Omega-3 fatty acids protect renal functions by increasing docosahexaenoic acid-derived metabolite levels in SHR.Cg-Lepr(cp)/NDmcr rats, a metabolic syndrome model - PubMed (original) (raw)

Omega-3 fatty acids protect renal functions by increasing docosahexaenoic acid-derived metabolite levels in SHR.Cg-Lepr(cp)/NDmcr rats, a metabolic syndrome model

Masanori Katakura et al. Molecules. 2014.

Abstract

The omega-3 polyunsaturated fatty acids (ω-3 PUFAs) docosahexaenoic acid (DHA) and/or eicosapentaenoic acid (EPA) protect against diabetic nephropathy by inhibiting inflammation. The aim of this study was to assess the effects of highly purified DHA and EPA or EPA only administration on renal function and renal eicosanoid and docosanoid levels in an animal model of metabolic syndrome, SHR.Cg-Lepr(cp)/NDmcr (SHRcp) rats. Male SHRcp rats were divided into 3 groups. Control (5% arabic gum), TAK-085 (300 mg/kg/day, containing 467 mg/g EPA and 365 mg/g DHA), or EPA (300 mg/kg/day) was orally administered for 20 weeks. The urinary albumin to creatinine ratio in the TAK-085-administered group was significantly lower than that in other groups. The glomerular sclerosis score in the TAK-085-administered group was significantly lower than that in the other groups.
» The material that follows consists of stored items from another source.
Issue #4803, opened 2022-03-18
.dockstore.yml processing should continue after error


svonworl:
**Is your feature request related to a problem? Please describe.**
Currently, when the webservice processes a github apps request via the webhook endpoint, if any error occurs while parsing and processing `.dockstore.yml` or the associated source files, the process aborts and no workflows/apptools are loaded, even though `.dockstore.yml` might contain many other valid workflows/apptools.

**Describe the solution you'd like**
`.dockstore.yml` should be completely processed, and all valid workflows/apptools should be loaded.  If an error occurs while processing a particular entry, information about the error should be logged (to the github apps logs) and displayed, and `.dockstore.yml` processing should continue to the next prospective entry.

We cooked up a draft PR that demonstrates a possible approach:
https://github.com/dockstore/dockstore/pull/4796
But consensus was that it might be too risky for the imminent 1.12 release.

**Describe alternatives you've considered**
Leave as is.  But not really, we should do this.

**Additional context**
 See this ticket for a repo that demonstrates the problem: https://ucsc-cgl.atlassian.net/browse/SEAB-4033

┆Issue is synchronized with this [Jira Story](https://ucsc-cgl.atlassian.net/browse/DOCK-2110)
┆fixVersions: Dockstore 1.13
┆friendlyId: DOCK-2110
┆sprint: 89
┆taskType: Story

denis-yuen:
![Screenshot from 2022-09-06 12-02-09](https://user-images.githubusercontent.com/1730679/188682708-1f003f35-2bb9-4dba-8c7e-76441e0d47bd.png)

Although DHA levels were increased in total kidney fatty acids, the levels of nonesterified DHA were not significantly different among the 3 groups, whereas the levels of protectin D1, resolvin D1, and resolvin D2 were significantly increased in the TAK-085-administered group. The results show that the use of combination therapy with DHA and EPA in SHRcp rats improved or prevented renal failure associate with metabolic syndrome with decreasing triglyceride levels and increasing ω-3 PUFA lipid mediators.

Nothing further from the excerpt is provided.